Work instruction:
Repeat, line for line, the entries printed below.
─── Exercise materials
PR #3042, opened 2017-05-09
dlgSummaryBarOrPieChart

maxwellfundi:


stevenndungu:
started testing it and when I get to pie chat option with Y variable as `depth` and xvariable as `cut` it runs without stopping,,,what could be the problem? Am using diamond data set

lilyclements:
Diamonds is a long dataset, could it be that it is taking a while to compute? I'm trying it now and see what you mean. That is strange!

lilyclements:
It's still going! I'm now running
`ggplot(data = diamonds, mapping = aes(x =cut, y = depth))+coord_polar(theta = "y") + geom_bar(width = 1, stat = "identity")`
in R, and this is taking a while too. I think it just must be because it's such a long dataset?

Strangely, if I run: `system.time(ggplot(data = diamonds, mapping = aes(x =cut, y = depth))+coord_polar(theta = "y") + geom_bar(width = 1, stat = "identity"))`
Then I get
```
   user  system elapsed 
   0.01    0.00    0.01 
```
So I don't understand how this is taking so long in R

stevenndungu:
Yes it takes pretty long time to run that.. though am told its because that is not how exactly the dialog should work. We need to have a summarised table like of data before preceding to the dialog.

If the user understands what they want to achieve with the dialog, then it works pretty fine but am concerned if this is not the case! We need to think about this as well.

stevenndungu:
Just one thing to change then its ready, have prefixes of "Bar", "Save Graph" and "Pie" in lower case to be consistent with other dialogues as well as "last_graph" in the  same graph

dannyparsons:
I think it's important for everyone to understand the expected outcome from running the dialog in this way. For example, when should you use the summary vs. normal dialog for Pie/Bar? If you're using the summary dialog is it sensible to use the (unsummarised) diamonds data set? i.e. what is it trying to do with the columns given that takes so long? How are you expecting it to group the numeric variable by the factor? Is there an option for that? Why not? Possibly because the dialog isn't for this case.
Of course the long running is an issue anyway, but is this expected (because we've done something not very sensible) or is it an issue with the code/dialog. 
If you think about the one way frequency tables with a big continuous variable - the issue isn't that it takes long (because we should expect that with so many unique values) but it highlights that we should be able to break out of commands when we want to - however there's nothing wrong with the code of the dialog itself, it's doing exactly what the user asks which will always take a long time.

So the summary bar/pie is meant for summaried data i.e. where you have a column of unique values and a matching numeric value to plot as the section of the pie. For diamonds you could summarise depth by cut, possibly doing a sum or mean and then plot the summary columns in this dialog.
To plot the raw data you would use the original data but then you only give one factor column and it does counts. We then wouldn't expect this to take a long time.

The example Steven gave is interesting though. Should we be able to do that and specify the summary we want? Is it possible in ggplot? Is that what the stat parameter is for?

I think my general point is the need for understanding the dialog when testing i.e. is what I expect it to do what it will do? What are sensible and non sensible uses of the dialog? etc. are really important. It can take more time to understand this but ultimately will help you test better.

stevenndungu:
@dannyparsons thanks, this is ready for you

lilyclements:
@dannyparsons there are changes I have made waiting to be merged. This is not ready for review yet!

maxwellfundi:
@lilyclements Changes merged and now ready for @dannyparsons

instat/ucrCore.vb
```diff
@@ -180,7 +180,7 @@ Public Class ucrCore
                 End If
             End If
             If ucrControl.bLinkedAddRemoveParameter Then
-                ucrControl.AddOrRemoveParameter(bTemp)
+                ucrControl.AddOrRemoveParameter(bTemp AndAlso (ucrControl.CanAddParameter() OrElse Not ucrControl.bAddRemoveParameter))
```
dannyparsons: @africanmathsinitiative/developers we have made a change here to the core control. This potentially effects any linked control which adds/removes another control's parameter. We needed this fix for this dialog and expect it won't harm other dialogs but be on the lookout for linked controls where maybe the parameter is now not being added correctly. This could be the cause in case it occurs.

lilyclements:
@maxwellfundi I liked @stevenndungu's suggestion of the prefixes being small case. Was that implemented in the end? If not, I'll quickly run a pull request and sort that now.

maxwellfundi:
@lilyclements  I had not changed that yet. But its okay for today's release and will fix those for future releases.

PR #3044, opened 2017-05-09
regular sequence fix

AlexSananka:
@lilyclements  This is ready,you can maybe test it and it can be merged.


AlexSananka:
@dannyparsons  I think this is ready for you since I just added the else statement.

PR #3050, opened 2017-05-10
Changing location of frmSetupLoading

maxwellfundi:


maxwellfundi:
@dannyparsons this is now moved appropriately to a higher position.

dannyparsons:
This isn't a great solution because it's a fixed position that will show differently on different machines but for now it's an improvement.

maxwellfundi:
Okay we will have a better lasting solution for this issue.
──────
Answer to the problem:
PR #3042, opened 2017-05-09
dlgSummaryBarOrPieChart

maxwellfundi:


stevenndungu:
started testing it and when I get to pie chat option with Y variable as `depth` and xvariable as `cut` it runs without stopping,,,what could be the problem? Am using diamond data set

lilyclements:
Diamonds is a long dataset, could it be that it is taking a while to compute? I'm trying it now and see what you mean. That is strange!

lilyclements:
It's still going! I'm now running
`ggplot(data = diamonds, mapping = aes(x =cut, y = depth))+coord_polar(theta = "y") + geom_bar(width = 1, stat = "identity")`
in R, and this is taking a while too. I think it just must be because it's such a long dataset?

Strangely, if I run: `system.time(ggplot(data = diamonds, mapping = aes(x =cut, y = depth))+coord_polar(theta = "y") + geom_bar(width = 1, stat = "identity"))`
Then I get
```
   user  system elapsed 
   0.01    0.00    0.01 
```
So I don't understand how this is taking so long in R

stevenndungu:
Yes it takes pretty long time to run that.. though am told its because that is not how exactly the dialog should work. We need to have a summarised table like of data before preceding to the dialog.

If the user understands what they want to achieve with the dialog, then it works pretty fine but am concerned if this is not the case! We need to think about this as well.

stevenndungu:
Just one thing to change then its ready, have prefixes of "Bar", "Save Graph" and "Pie" in lower case to be consistent with other dialogues as well as "last_graph" in the  same graph

dannyparsons:
I think it's important for everyone to understand the expected outcome from running the dialog in this way. For example, when should you use the summary vs. normal dialog for Pie/Bar? If you're using the summary dialog is it sensible to use the (unsummarised) diamonds data set? i.e. what is it trying to do with the columns given that takes so long? How are you expecting it to group the numeric variable by the factor? Is there an option for that? Why not? Possibly because the dialog isn't for this case.
Of course the long running is an issue anyway, but is this expected (because we've done something not very sensible) or is it an issue with the code/dialog. 
If you think about the one way frequency tables with a big continuous variable - the issue isn't that it takes long (because we should expect that with so many unique values) but it highlights that we should be able to break out of commands when we want to - however there's nothing wrong with the code of the dialog itself, it's doing exactly what the user asks which will always take a long time.

So the summary bar/pie is meant for summaried data i.e. where you have a column of unique values and a matching numeric value to plot as the section of the pie. For diamonds you could summarise depth by cut, possibly doing a sum or mean and then plot the summary columns in this dialog.
To plot the raw data you would use the original data but then you only give one factor column and it does counts. We then wouldn't expect this to take a long time.

The example Steven gave is interesting though. Should we be able to do that and specify the summary we want? Is it possible in ggplot? Is that what the stat parameter is for?

I think my general point is the need for understanding the dialog when testing i.e. is what I expect it to do what it will do? What are sensible and non sensible uses of the dialog? etc. are really important. It can take more time to understand this but ultimately will help you test better.

stevenndungu:
@dannyparsons thanks, this is ready for you

lilyclements:
@dannyparsons there are changes I have made waiting to be merged. This is not ready for review yet!

maxwellfundi:
@lilyclements Changes merged and now ready for @dannyparsons

instat/ucrCore.vb
```diff
@@ -180,7 +180,7 @@ Public Class ucrCore
                 End If
             End If
             If ucrControl.bLinkedAddRemoveParameter Then
-                ucrControl.AddOrRemoveParameter(bTemp)
+                ucrControl.AddOrRemoveParameter(bTemp AndAlso (ucrControl.CanAddParameter() OrElse Not ucrControl.bAddRemoveParameter))
```
dannyparsons: @africanmathsinitiative/developers we have made a change here to the core control. This potentially effects any linked control which adds/removes another control's parameter. We needed this fix for this dialog and expect it won't harm other dialogs but be on the lookout for linked controls where maybe the parameter is now not being added correctly. This could be the cause in case it occurs.

lilyclements:
@maxwellfundi I liked @stevenndungu's suggestion of the prefixes being small case. Was that implemented in the end? If not, I'll quickly run a pull request and sort that now.

maxwellfundi:
@lilyclements  I had not changed that yet. But its okay for today's release and will fix those for future releases.

PR #3044, opened 2017-05-09
regular sequence fix

AlexSananka:
@lilyclements  This is ready,you can maybe test it and it can be merged.


AlexSananka:
@dannyparsons  I think this is ready for you since I just added the else statement.

PR #3050, opened 2017-05-10
Changing location of frmSetupLoading

maxwellfundi:


maxwellfundi:
@dannyparsons this is now moved appropriately to a higher position.

dannyparsons:
This isn't a great solution because it's a fixed position that will show differently on different machines but for now it's an improvement.

maxwellfundi:
Okay we will have a better lasting solution for this issue.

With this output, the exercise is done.